You should be able to login to minio at http://localhost:9001.

3. Enable S3 plugin

Open the mquery config file (/opt/mquery/src/config.py in the example installation):

vim /opt/mquery/src/config.py

Change PLUGINS key to:

PLUGINS = ["plugins.s3_plugin:S3Plugin"]

And exit vim with [esc]:x[enter].

Restart mquery workers and the web interface.

4. Configure the plugin

If you did it correctly, workers should print the following message:

[12/01/2023 00:23:40][ERROR] Failed to load S3Plugin plugin
Traceback (most recent call last):
  File "/opt/mquery/src/plugins/__init__.py", line 49, in __init__
    active_plugins.append(plugin_class(db, plugin_config))
  File "/opt/mquery/src/plugins/s3_plugin.py", line 24, in __init__
    super().__init__(db, config)
  File "/opt/mquery/src/metadata.py", line 28, in __init__
    raise KeyError(
KeyError: "Required configuration key 's3_host' is not set"

Navigate to the mquery config page at http://localhost/config. You should see the plugin configuration there. Set all the fields:

s3_host to your S3 url - in our example this will be your_ip:9000 (for example 1.2.3.4:9000, or just localhost:9000). Remember, do not add http://.
s3_bucket to your S3 bucket name - in our example mquery.
s3_access_key and s3_secret_key to your S3 credentials for mquery. Create key pair in minio if you don’t have one already.
s3_secure to false (in our example - you probably want HTTPs in production).
s3_source_dir - to /s3/mquery.
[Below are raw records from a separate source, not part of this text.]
Issue #28, opened 2021-08-09
Create skeleton for node icon export library


Dhaulagiri:
### Todo
- [ ] name (`icon-export`?)
- [ ] uses yarn
- [ ] has appropriate license
- [ ] author: `HashiCorp`

didoo:
Closing this one because most of the open questions have been figured out, and with #171 we have more or less finalized the folder structure.

PR #154, opened 2021-09-06
[DO NOT MERGE] Create skeleton for node icon export library

didoo:
## :pushpin: Summary

This is an initial proposal (see also #28) for what I see should be the folders structure and files organisation (and also some high-level logic) of the Node version of the Flight icons/assets pipeline. There are still a lot of open questions, for which I don't have an answer (yet).

See the description below for more details.

**🚨 IMPORTANT 🚨 - DO NOT MERGE!**
This is intended only as a proposal to start a discussion, not an actual PR. **Don't merge!**

As mentioned above, this is a PR about the folders structure and files organisation for the Node version of the Flight icons/assets pipeline. I have moved around (and in some cases also deleted) a lot of files, but it was necessary to have a clean folders and files structure to see altogether. So don't worry, I'm not out of my mind 😀 I'll soon open a PR where you can start to review proper code changes. 

### How to review this PR.

No specific format: every comment, feedback, input, suggestion, critique is welcome.

Don't focus too much on the changes (so potentially even ignore the GitHub diff) and look just at the resulting structure.
My suggestion would be to checkout this branch in a completely new folder, so you will not destroy your current _flight repo_ setup: 

```
cd ~/Desktop && mkdir flight-temp && cd flight-temp
git clone --branch 28-node-icon-export-library-skeleton https://github.com/hashicorp/flight.git
open .
```

###  Things to look at:

My high-level vision approach has been to have three clear steps in the pipeline process: an input (`src`), a set of Node scripts (`scripts`) that process this input, and generates a set of "bundles" in output (`dist`). These bundles may be then released as NPM packages to be consumed by the web clients.

The **SRC** folder contains:

- the `flight-icons-svg` folder where the SVG files are stored as they are retrieved from Figma, without any processing, just as they are (plus a "catalog.json" file that contains the list of all the icons and their relevant metadata, at the time when they were synced)
- the `ember-flight-icons` at the moment is just the previous folder moved under the SRC parent (at the moment I don't have enough knowledge of how an Ember addon is created; the idea for the moment is to  just reuse the existing process and update it to have the DIST folder in the root as destination; in a second iteration I'll try to understand if there is space for simplification/improvement there too)

The **SCRIPTS** folder contains:

- the `.env` environment file (TBD if should be in the root)
- the `config.ts` file that contains the specs of what Figma files/pages/frames to process
- the `build.ts` script (open the file to see an outline of the logic of the file) that will be used to process the source SVG files and create the bundles in output
- the `release.ts` script (open the file to see an outline of the logic of the file) that will be used to take the generated bundles and publish them on NPM as packages
- the `package.json` file used to call the two commands `build` and `release`

The **DIST** folder at contains the output of the "build" process for the different formats that we want to "target" (at the moment we're releasing Ember Addon and SVG standalone, but we may want to release an SVG sprite as well, plus a CSS version, a React version, etc). Keep in mind this is just a suggestion to give an idea of how the `dist` folder will look like. These "bundle" folders will then be further processed and converted to packages ready to be published under NPM.

The **DOCS** folder contains some of the READMEs that we want to make available, and that possibly will be later embedded in the NPM packages for release (to be discussed/decided if this is the right place, and if we really want to release READMEs in markdown inside the NPM packages).

### Things still to decide/discuss:

1.  Is it ok for everyone to use TypeScript? (don’t know the team’s proficiency, mine is OKish but I prefer to stay on the side of using TS vs not)

2.  Name of the folder "scripts" (is it clear what it is? for me it is, but not sure for others)

3.  Do we want to release independent versions for the different outputs, or whenever we have a change we bump all the generated packages? Imagine for example we update the APIs of the Ember <FlightIcon> component but the icons themselves have not changed. _(This is in relation to the location of the package.json used for the generation of the different NPM packages)_

4. The current proposed folder structure for the DIST is made under the assumption that we will release independent packages for each format:

    - ember-flight-icons
    - flight-icons-svg
    - flight-icons-svg-sprite
    - flight-icons-css
    - flight-icons-react (this is an example)

    But an alternative could be to release just two packages:

    - ember-flight-icons
    - flight-icons
        - SVG
        - Sprite
        - React
        - CSS

    Personally I would go with the first one, also because (in reality) it's likely we will not release all these different packages!

5. micro-website location: at the moment is still under the `ember-flight-icon` folder (as far as I understand, maybe I missed something) but probably should be moved to another place (eg. root of the project, or under `/docs` folder?). plus, to understand if it "consumes" directly the assets (and the `catalog.json` or uses an NPM package as dependency).

6. probably much more, but for the moment let's start with this and then we'll go in more details


Dhaulagiri:
👏  the general shape of this looks pretty reasonable to me. Some comments below inline:

> * Is it ok for everyone to use TypeScript? (don’t know the team’s proficiency, mine is OKish but I prefer to stay on the side of using TS vs not)

I don't know that we have a lot of experience with it but this seems like a valuable tool for us to get more familiar with as we build out different projects

> * Name of the folder "scripts" (is it clear what it is? for me it is, but not sure for others)

Makes sense to me

> * Do we want to release independent versions for the different outputs, or whenever we have a change we bump all the generated packages? Imagine for example we update the APIs of the Ember  component but the icons themselves have not changed. _(This is in relation to the location of the package.json used for the generation of the different NPM packages)_

That's a good question. I think you could make a case for either option. 

> * The current proposed folder structure for the DIST is made under the assumption that we will release independent packages for each format:
>   
>   * ember-flight-icons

This is a “virtual” directory - indexing files that start like this will instead pull them from S3. This directory doesn’t have to really exist.
s3_target_dir - to /mnt/s3. Files will be downloaded here, and this directory must exist (mquery will try to create it otherwise).

Files and directories are mapped depending on s3_bucket, s3_source_dir and s3_target_dir, in a following way:

If filtered path doesn’t start with s3_source_dir, skip it (don’t do anything)
Otherwise strip the s3_source_dir prefix and use the rest as object name.
Download that object to s3_target_dir directory.

On a practical example, let’s say:

s3_source_dir is /s3/mwdb/
s3_target_dir it /mnt/samples
s3_bucket is mwdb

Then indexing file /s3/mwdb/0/1/2/3/0123e9d3 will strip the /s3/mwdb prefix, and consider 0/1/2/3/0123e9d3 as the object name. This object will be downloaded from mwdb bucket, to /mnt/samples/0/1/2/3/0123e9d for indexing.

At this point, workers should be able to load plugins correctly.

5. Index your files

Good news - that’s everything you need for querying! Bad news - you still need to index your files.

To do this, you will need to run a dedicated S3 indexing script. If your ursadb instance is on a different server than your workers, you must run this script on the UrsaDB server (to be more precise, you need a shared storage with UrsaDB. The easiest way to obtain this is to run on the same disk).

Go to the mquery directory and execute the following (fix the parameters depending on your use case):

cd /opt/mquery/src/
source /opt/mquery/venv/bin/activate
python3 -m utils.s3index \
    --workdir /root/mquery_tmp \
    --s3-url localhost:9000 \
    --s3-secret-key YOUR-SECRET-KEY \
    --s3-access-key YOUR-ACCESS-KEY \
    --s3-bucket mquery \
    --s3-secure 0

--workdir is used to specify directory where the samples are temporarily downloaded. This is important, because this will be the path that UrsaDB sees and stores in the index. To make things simple for yourself, you should always use the same working directory, for example /var/s3/mquery.

This may take a while (or A LOT of time)), depending on how many samples you have. Unfortunately, this script is not parallelised, and it’s not safe to run multiple instances of this script at once. Future versions of this script will improve the performance.

Next steps

Congratulations, that’s all! You can index files in s3 and query them using mquery.